There are three things you can do to defend yourself from potential statistical lies. Firstly, remember two questions – Who ran the study and what are their motives? This is important because studies that are funded by companies usually want a result favourable to their cause. So, in these cases, it might be worthwhile to scrutinize the results carefully.
Secondly, look at the data that is presented and that is missing. Knowing what you do now about statistics ensure that everything about the study ticks all the boxes. Is the sample size adequate and were they selected correctly? Were any factors overlooked and are the correlations sound? Also, be sure that the standard error and type of average used are presented and correct for study. When it comes to statistics if everything is presented and there are no missing parameters then you can be certain that the researchers have nothing to hide.

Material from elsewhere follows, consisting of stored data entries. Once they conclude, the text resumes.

PR #339, opened 2025-05-09
Clarify the site info

tomjaguarpaw:
When @malteneuss was submitting PRs it wasn't clear how to find information about the maintenance of this site: https://discourse.haskell.org/t/emphasize-why-haskell-on-haskell-org-landing-page/12036/35?u=tomjaguarpaw. Hopefully this PR fixes things a bit.

### Before

screenshot

### After

screenshot

### DIFF
--- a/site/index.html
+++ b/site/index.html
@@ -516,7 +516,7 @@ isHome: true
 
          <div class=" span6 col-sm-6">
             <h3>Psst! Looking for the wiki?</h3>
-            <p>This is the new Haskell home page! The wiki has moved to <a href="https://wiki.haskell.org">wiki.haskell.org.</a></p>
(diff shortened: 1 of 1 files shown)


TikhonJelvis:
Maybe a separate PR, but seems like we could add a link to this repo under "Maintenance"

TikhonJelvis:
Also, now that I'm thinking about it: how long ago did the wiki move? I would not be surprised if it happened before I got involved in the broader Haskell world around 2013 :P

tomjaguarpaw:
Yeah, both things seem like worth tackling as follow-ups.

(I would say the quality of the Wiki is so low we shouldn't be advertising it!)

aviaviavi (approved):
Agree about the potential follow-ups but this looks good to me!

tomjaguarpaw:
Thanks for prompting this, @malteneuss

Lastly, when results are presented there should be a gradual flow of information. There should not be abrupt changes in the subject matter. If the study jumps straight from the raw data collected to the results without an explanation, that serves as a red flag. Once again, if there is nothing to hide, everything will be presented accordingly.
These safeguards will prevent you from being swept up in incorrect reporting. As much as statistics are confusing, asking these questions can help sort out the truth from the lies.
The key takeaway from How to Lie With Statistics is:
Statistics is an important part of research. However, it can be easily misinterpreted if you are not familiar with common problems and can also be manipulated to produce exciting results for the benefit of those in charge. Therefore, it is important not to get caught up in impressive statistics and instead keep an eye out for any biased reports. Once you know the basics and understand what tactics are used to deceive and divert attention, you will never be tricked into believing anything and everything reported.
How can I implement the lessons learned in How to Lie With Statistics:
Don’t be afraid to ask questions. If you are presented with a statistical report that sports all the right numbers but lacks any detail, feel free to ask questions. Was the sample size big enough? Did they consider the randomness of the sample and what numbers are they actually reporting. It will become clear that you will not be fooled and want the study conducted and reported accurately.